PR #9223, opened 2021-09-05
Add relative path support for native/crossfiles

### LINKED ISSUE #3439: cross file cannot find binaries with a relative path
When building numerous embedded projects it is necessary to have the toolchain binaries part of the project so that multiple vendor version can be installed without collisions.  Being able to specify the binaries relative to the cross file allows portable toolchains.

miebka:
As indicated in #3439 some project setups have the toolchain included within the repository. To reduce the initial starting effort when a developer clones/checkouts the repository this PR adds support for binaries with a relative path within native/crossfile.

Fixes #3439

### DIFF
--- a/docs/markdown/snippets/relative_path_within_native_and_crossfiles.md
+++ b/docs/markdown/snippets/relative_path_within_native_and_crossfiles.md
@@ -1,0 +1,5 @@
+## Relative paths are supported within native and cross files
+
+Support for relative paths within native and cross files has been added. 
+This reduces the initial effort when projects include the toolchain 
+within the repository.
--- a/docs/markdown/snippets/relative_path_within_native_and_crossfiles.md
+++ b/docs/markdown/snippets/relative_path_within_native_and_crossfiles.md
@@ -1,5 +1,11 @@
 ## Relative paths are supported within native and cross files
 
-Support for relative paths within native and cross files has been added. 
-This reduces the initial effort when projects include the toolchain 
-within the repository.
+The binaries specified in the machine file can now be defined
+by using their relative path in relation to the machine file
+If the following machine file is located under 
+`/my_project/toolchain` the entry for `c` will be extended 
+to `/my_project/toolchain/bin/gcc`.
+
+```ini
+c = 'bin/gcc'
+```
--- a/mesonbuild/coredata.py
+++ b/mesonbuild/coredata.py
@@ -24,10 +24,11 @@ from .mesonlib import (
     HoldableObject,
     MesonException, EnvironmentException, MachineChoice, PerMachine,
     PerMachineDefaultable, default_libdir, default_libexecdir,
+
     default_prefix, default_datadir, default_includedir, default_infodir,
     default_localedir, default_mandir, default_sbindir, default_sysconfdir,
     split_args, OptionKey, OptionType, stringlistify,
-    pickle_load, replace_if_different
+    pickle_load, replace_if_different, listify
 )
 from .wrap import WrapMode
 import ast
@@ -932,18 +933,20 @@ class MachineFileParser():
         self.constants = {'True': True, 'False': False}
         self.sections = {}
 
-        self.parser.read(filenames)
+        for fname in filenames:
+            self.parser.read(fname)
 
-        # Parse [constants] first so they can be used in other sections
-        if self.parser.has_section('constants'):
-            self.constants.update(self._parse_section('constants'))
+            # Parse [constants] first so they can be used in other sections
+            if self.parser.has_section('constants'):
+                self.constants.update(self._parse_section('constants', fname))
 
-        for s in self.parser.sections():
-            if s == 'constants':
-                continue
-            self.sections[s] = self._parse_section(s)
+            for s in self.parser.sections():
+                if s == 'constants':
+                    continue
+                self.sections[s] = self._parse_section(s, fname)
+            
 
-    def _parse_section(self, s):
+    def _parse_section(self, s, fname):
         self.scope = self.constants.copy()
         section = {}
         for entry, value in self.parser.items(s):
@@ -958,6 +961,15 @@ class MachineFileParser():
                 raise EnvironmentException(f'Malformed value in machine file variable {entry!r}.')
             except KeyError as e:
                 raise EnvironmentException(f'Undefined constant {e.args[0]!r} in machine file variable {entry!r}.')
+                        
+            if s == 'binaries':
+                if not isinstance(res, (list, str)):
+                    raise MesonException(
+                        f'Invalid type {res!r} for entry {entry!r} in machine file')
+                res = listify(res)
+                if self._is_binary_with_relative_path(res):
+                    res[0] = os.path.join(os.path.dirname(fname), res[0])            
+            
             section[entry] = res
             self.scope[entry] = res
         return section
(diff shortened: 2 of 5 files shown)


mesonbuild/envconfig.py
```diff
@@ -375,8 +376,25 @@ def __init__(
...
                         f'Invalid type {command!r} for entry {name!r} in cross file')
+                command = self._rel2abs_path(command)
                 self.binaries[name] = mesonlib.listify(command)
 
+    def _rel2abs_path(self, command: T.Union[str, T.List[str]]) -> T.Union[str, T.List[str]]:
+        if command:
+            if isinstance(command, list):
+                binary = command[0]
+            else:
+                binary = command
```
xclaesse, line 387: Call `mesonlib.listify` first so you know it's always a list, we listify anyway just after this call.

docs/markdown/snippets/relative_path_within_native_and_crossfiles.md
```diff
@@ -0,0 +1,5 @@
+## Relative paths are supported within native and cross files
+
+Support for relative paths within native and cross files has been added. 
+This reduces the initial effort when projects include the toolchain 
+within the repository.
```
xclaesse, line 5: It should specify relative to what? Users might assume it's relative to the location of the file instead of relative to top source dir.

xclaesse: Also should specify that it's not assumed to be relative in the case it's just a filename with no path. I guess we could suggest `./foo` in that case.

xclaesse: Should be documented in `Machine-files.md` too, snippets/ is for release notes only. You can just copy/paste the text.

xclaesse (commented):
Would need a unit test too.

mesonbuild/envconfig.py
miebka: Thanks, first calling `mesonlib.listify` makes this a lot easier.

docs/markdown/snippets/relative_path_within_native_and_crossfiles.md
miebka: I'll work your comments in.

miebka:
Ok, the `relative to what` question showed me that my first implementation was not quite what the intent of #3439 was.
At least for embedded projects it is common to have the toolchain within the project repository or have a seperate toolchain repo.
With the following project structure and the `crossfile.ini` within the toolchain repository the entry `c` of the binary should
be expanded to `/projects/project_A/toolchain/bin/gcc`.

```bash
projects/
|
+- project_A/
|  |
|  +- toolchain/
|  |  |─ bin/
|  |  |  +- gcc
|  |  |─ include/
|  |  |─ lib/
|  |  |─ crossfile.ini
|  |
|  +- source/
|  |  |─ (...)
|  +- meson.build
```

```ini
[binaries]
c = 'bin/gcc'
```

With this PR the toolchain folder including the machinefile could be placed at any place. As long as the binary entries are referenced relative to the machinefile, they will be found.

mesonbuild/coredata.py
```diff
@@ -876,18 +877,20 @@ def __init__(self, filenames: T.List[str]) -> None:
         self.constants = {'True': True, 'False': False}
         self.sections = {}
 
-        self.parser.read(filenames)
+        for fname in filenames:
+            self.parser.read(fname)
```
xclaesse, line 881: I don't think you should change this, configparser has special treatment when reading multiple files.

xclaesse: Ah, I understand now why you did that, you want paths to be relative to the machine file, and not relative to the source dir... It actually make sense... But this changes slightly the behaviour of the parser I think, because now you're evaluating constants for each file instead of after merging all files together. It is possible for example to have one machine file with only `[constants]` and another file that uses those constants, the idea being you can have common parts in one file and only switch the constants file for each arch.

I'm not sure how to make this work though....

mesonbuild/coredata.py
```diff
@@ -902,6 +905,19 @@ def _parse_section(self, s):
...
             except KeyError as e:
                 raise EnvironmentException(f'Undefined constant {e.args[0]!r} in machine file variable {entry!r}.')
+
+            if s == 'binaries':
+                if isinstance(res, list):
+                    for element in res:
+                        if not isinstance(element, str):
+                            raise EnvironmentException(f'Invalid type {res!r} for entry {entry!r} in machine file')        
+                elif not isinstance(res, str):
+                    raise EnvironmentException(f'Invalid type {res!r} for entry {entry!r} in machine file')
```
xclaesse, line 915: You can use `stringlistify()` that also checks all items are strings.

mesonbuild/coredata.py
miebka: First I agreed with you, that the handling of constants has changed. So I added a small unittest containing three machinfiles where the constant `arch` is overwritten in the last crossfile.
```python
def test_cross_file_constants_merge(self):
        with temp_filename() as crossfile1, temp_filename() as crossfile2, temp_filename() as crossfile3:
            with open(crossfile1, 'w', encoding='utf-8') as f:
                f.write(textwrap.dedent(
                    '''
                    [constants]
                    arch = 'win64'
                    '''))
            with open(crossfile2, 'w', encoding='utf-8') as f:
                f.write(textwrap.dedent(
                    '''
                    [binaries]
                    c = arch + '-gcc'
                    '''))
            with open(crossfile3, 'w', encoding='utf-8') as f:
                f.write(textwrap.dedent(
                    '''
                    [constants]
                    arch = 'arm64'

                    [binaries]
                    g++ = arch + '-g++'
                    '''))
            config = mesonbuild.coredata.parse_machine_files([crossfile1, crossfile2, crossfile3])
            bt = mesonbuild.envconfig.BinaryTable(config.get('binaries', {}))
            self.assertEqual(bt.binaries['c'], ['arm64-gcc'])
            self.assertEqual(bt.binaries['g++'], ['arm64-g++'])
```
My expectation was that with my change the binary `c` equals to `win64-gcc` instead of `arm64-gcc`, unfortunately the unittest passed... 

So after digging into the code it was clear: Every time the configparser is called by `self.parser.read(fname)` the new machinefile is merged into the already parsed data, so at the end the behaviour is identical.

BUT this also means that if there are e.g. 2 machinefiles with binary entries with a relative path, the evaluation of the last machinefile overwrites the path from the first one.

=> still needs some rework

mesonbuild/coredata.py
miebka: `stringlistify()` would result in a more general exception message, while the code above points the developer to his error.
With regard to clean code, `stringlistify()` should definitely be preferred.

miebka:
IMHO the current implementation should now respect all use-cases of using machinefiles. To pre-evaluate the constants, first the list with all machinefiles is passed to the configparser. Then each machinefile is evaluated individually and a binary entry with a relative path (related to the machinfile) is converted to one with an absolute path.

xclaesse:
Thinking about this again, instead of allowing relative paths, maybe we should just add predefined constants with the path to sourcedir/builddir. This is similar to pkg-config files that have `${pcfiledir}` for example.

e.g.
```ini
[binaries]
c = meson_source_dir / 'toolchain' / 'gcc'
```

That also solves having to use ugly `./gcc` prefix to mean relative path instead of search program in system PATH.

xclaesse:
Implementation is also simpler, and it's easier to extend later with other predefined constants: https://github.com/mesonbuild/meson/pull/12083.

miebka:
Became redundant due to x https://github.com/mesonbuild/meson/pull/12083 :+1:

=======

Transcribe the records from their first line. Stop after the line with "### LINKED ISSUE", including it.

PR #9223, opened 2021-09-05
Add relative path support for native/crossfiles

### LINKED ISSUE #3439: cross file cannot find binaries with a relative path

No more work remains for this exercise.